[Opening DATA PROVIDED section]
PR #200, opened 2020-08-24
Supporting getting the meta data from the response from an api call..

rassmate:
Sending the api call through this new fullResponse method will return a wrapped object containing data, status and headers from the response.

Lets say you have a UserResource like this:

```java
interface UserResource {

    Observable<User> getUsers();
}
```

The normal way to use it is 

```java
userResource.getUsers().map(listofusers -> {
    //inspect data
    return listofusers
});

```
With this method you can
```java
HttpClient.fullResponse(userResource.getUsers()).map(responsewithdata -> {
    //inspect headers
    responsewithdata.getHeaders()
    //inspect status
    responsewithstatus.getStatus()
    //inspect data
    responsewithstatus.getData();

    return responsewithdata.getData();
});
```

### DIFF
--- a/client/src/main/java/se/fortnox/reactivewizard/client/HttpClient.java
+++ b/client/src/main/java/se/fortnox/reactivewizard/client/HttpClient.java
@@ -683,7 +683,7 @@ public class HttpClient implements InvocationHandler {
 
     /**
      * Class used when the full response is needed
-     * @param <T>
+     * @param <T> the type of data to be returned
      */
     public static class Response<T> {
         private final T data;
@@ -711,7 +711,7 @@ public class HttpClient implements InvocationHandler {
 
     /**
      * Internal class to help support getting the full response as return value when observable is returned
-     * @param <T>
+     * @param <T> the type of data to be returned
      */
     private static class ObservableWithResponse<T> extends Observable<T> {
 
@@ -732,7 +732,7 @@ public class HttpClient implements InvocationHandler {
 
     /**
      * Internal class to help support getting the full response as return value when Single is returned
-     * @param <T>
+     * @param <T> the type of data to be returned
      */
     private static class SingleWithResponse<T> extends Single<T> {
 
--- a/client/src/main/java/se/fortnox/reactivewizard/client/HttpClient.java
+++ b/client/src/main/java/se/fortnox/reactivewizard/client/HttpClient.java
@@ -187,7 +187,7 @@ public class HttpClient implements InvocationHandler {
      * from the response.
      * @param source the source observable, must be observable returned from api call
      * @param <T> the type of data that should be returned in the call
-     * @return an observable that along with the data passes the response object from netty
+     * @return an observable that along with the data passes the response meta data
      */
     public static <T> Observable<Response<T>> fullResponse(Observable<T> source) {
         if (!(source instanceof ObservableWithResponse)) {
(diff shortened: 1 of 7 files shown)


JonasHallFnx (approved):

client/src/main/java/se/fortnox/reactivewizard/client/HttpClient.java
[Closing DATA PROVIDED section]
[Opening DATA PROVIDED section]
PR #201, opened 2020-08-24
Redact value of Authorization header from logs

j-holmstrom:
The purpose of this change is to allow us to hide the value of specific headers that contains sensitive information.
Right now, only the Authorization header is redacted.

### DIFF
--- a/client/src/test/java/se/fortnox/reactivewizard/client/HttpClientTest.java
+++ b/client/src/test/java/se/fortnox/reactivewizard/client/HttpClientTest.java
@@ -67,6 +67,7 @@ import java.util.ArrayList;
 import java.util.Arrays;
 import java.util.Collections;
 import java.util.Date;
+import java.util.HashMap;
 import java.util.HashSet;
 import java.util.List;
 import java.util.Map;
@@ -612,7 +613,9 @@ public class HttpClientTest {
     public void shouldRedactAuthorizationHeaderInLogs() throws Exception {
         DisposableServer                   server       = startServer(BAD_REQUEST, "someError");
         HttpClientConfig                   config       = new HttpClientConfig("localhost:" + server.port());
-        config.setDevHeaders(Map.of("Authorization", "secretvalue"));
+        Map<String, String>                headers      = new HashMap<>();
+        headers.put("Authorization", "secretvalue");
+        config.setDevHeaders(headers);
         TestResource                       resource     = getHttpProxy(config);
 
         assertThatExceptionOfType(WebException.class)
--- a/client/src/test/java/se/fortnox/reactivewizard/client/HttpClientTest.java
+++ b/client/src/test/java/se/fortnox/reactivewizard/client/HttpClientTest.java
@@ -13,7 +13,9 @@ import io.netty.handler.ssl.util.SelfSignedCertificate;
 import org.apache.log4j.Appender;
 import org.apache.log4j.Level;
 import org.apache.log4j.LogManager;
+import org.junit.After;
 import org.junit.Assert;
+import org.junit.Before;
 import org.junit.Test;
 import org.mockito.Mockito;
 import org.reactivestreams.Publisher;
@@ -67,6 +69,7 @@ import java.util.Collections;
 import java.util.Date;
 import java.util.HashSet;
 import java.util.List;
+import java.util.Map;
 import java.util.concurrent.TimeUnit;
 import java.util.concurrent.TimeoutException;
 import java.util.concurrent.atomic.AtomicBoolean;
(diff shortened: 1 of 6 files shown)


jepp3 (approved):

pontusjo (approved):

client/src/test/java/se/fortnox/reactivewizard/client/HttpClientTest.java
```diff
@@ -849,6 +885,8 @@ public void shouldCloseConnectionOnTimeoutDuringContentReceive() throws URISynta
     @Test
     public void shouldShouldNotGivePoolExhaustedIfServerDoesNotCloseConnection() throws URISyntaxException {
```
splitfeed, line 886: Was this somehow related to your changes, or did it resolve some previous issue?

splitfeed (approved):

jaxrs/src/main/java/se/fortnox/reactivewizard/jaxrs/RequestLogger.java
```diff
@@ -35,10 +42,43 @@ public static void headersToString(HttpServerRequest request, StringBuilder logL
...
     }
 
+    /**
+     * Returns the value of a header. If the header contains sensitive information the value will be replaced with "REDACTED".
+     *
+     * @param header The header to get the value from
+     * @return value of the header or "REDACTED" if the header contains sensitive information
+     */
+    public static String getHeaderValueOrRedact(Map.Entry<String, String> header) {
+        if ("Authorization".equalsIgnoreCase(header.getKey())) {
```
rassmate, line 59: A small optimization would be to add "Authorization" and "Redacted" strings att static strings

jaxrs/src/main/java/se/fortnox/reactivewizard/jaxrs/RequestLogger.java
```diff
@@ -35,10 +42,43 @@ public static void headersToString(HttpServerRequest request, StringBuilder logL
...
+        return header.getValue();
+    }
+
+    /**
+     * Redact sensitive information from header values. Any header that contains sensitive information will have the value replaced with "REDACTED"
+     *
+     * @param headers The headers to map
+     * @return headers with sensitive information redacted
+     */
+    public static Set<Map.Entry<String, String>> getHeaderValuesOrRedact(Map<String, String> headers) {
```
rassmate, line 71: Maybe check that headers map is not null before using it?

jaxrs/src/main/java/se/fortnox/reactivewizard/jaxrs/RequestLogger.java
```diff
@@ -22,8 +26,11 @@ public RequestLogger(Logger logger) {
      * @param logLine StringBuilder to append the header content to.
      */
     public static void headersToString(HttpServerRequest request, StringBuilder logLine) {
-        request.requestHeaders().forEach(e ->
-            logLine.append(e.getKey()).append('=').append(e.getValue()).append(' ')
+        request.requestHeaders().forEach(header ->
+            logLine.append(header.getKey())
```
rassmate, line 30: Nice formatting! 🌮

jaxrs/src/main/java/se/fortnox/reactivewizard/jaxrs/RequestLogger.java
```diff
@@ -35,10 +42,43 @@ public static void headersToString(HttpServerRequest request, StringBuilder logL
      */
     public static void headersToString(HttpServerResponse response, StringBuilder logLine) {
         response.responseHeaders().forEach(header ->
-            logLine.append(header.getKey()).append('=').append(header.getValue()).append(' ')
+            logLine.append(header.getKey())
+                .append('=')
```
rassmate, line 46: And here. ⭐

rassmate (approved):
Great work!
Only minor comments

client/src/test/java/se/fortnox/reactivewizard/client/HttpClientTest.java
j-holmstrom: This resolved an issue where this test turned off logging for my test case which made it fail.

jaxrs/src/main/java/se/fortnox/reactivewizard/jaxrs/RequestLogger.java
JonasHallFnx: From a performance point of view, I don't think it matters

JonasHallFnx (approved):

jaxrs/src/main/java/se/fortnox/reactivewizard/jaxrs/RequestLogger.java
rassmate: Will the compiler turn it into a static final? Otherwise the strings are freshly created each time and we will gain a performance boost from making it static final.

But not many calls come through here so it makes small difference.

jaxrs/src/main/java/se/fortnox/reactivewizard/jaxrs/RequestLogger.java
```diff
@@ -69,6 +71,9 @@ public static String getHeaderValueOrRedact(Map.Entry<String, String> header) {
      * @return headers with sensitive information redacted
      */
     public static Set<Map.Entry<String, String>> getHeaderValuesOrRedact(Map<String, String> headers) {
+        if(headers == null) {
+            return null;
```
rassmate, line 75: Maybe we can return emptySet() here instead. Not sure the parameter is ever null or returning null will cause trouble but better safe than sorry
[Closing DATA PROVIDED section]
**ASSIGNMENT:**
Filter the entries down to the lines with the word "netty" in them, and copy those lines.

**OUTPUT OF THE EXERCISE:**
-     * @return an observable that along with the data passes the response object from netty
@@ -13,7 +13,9 @@ import io.netty.handler.ssl.util.SelfSignedCertificate;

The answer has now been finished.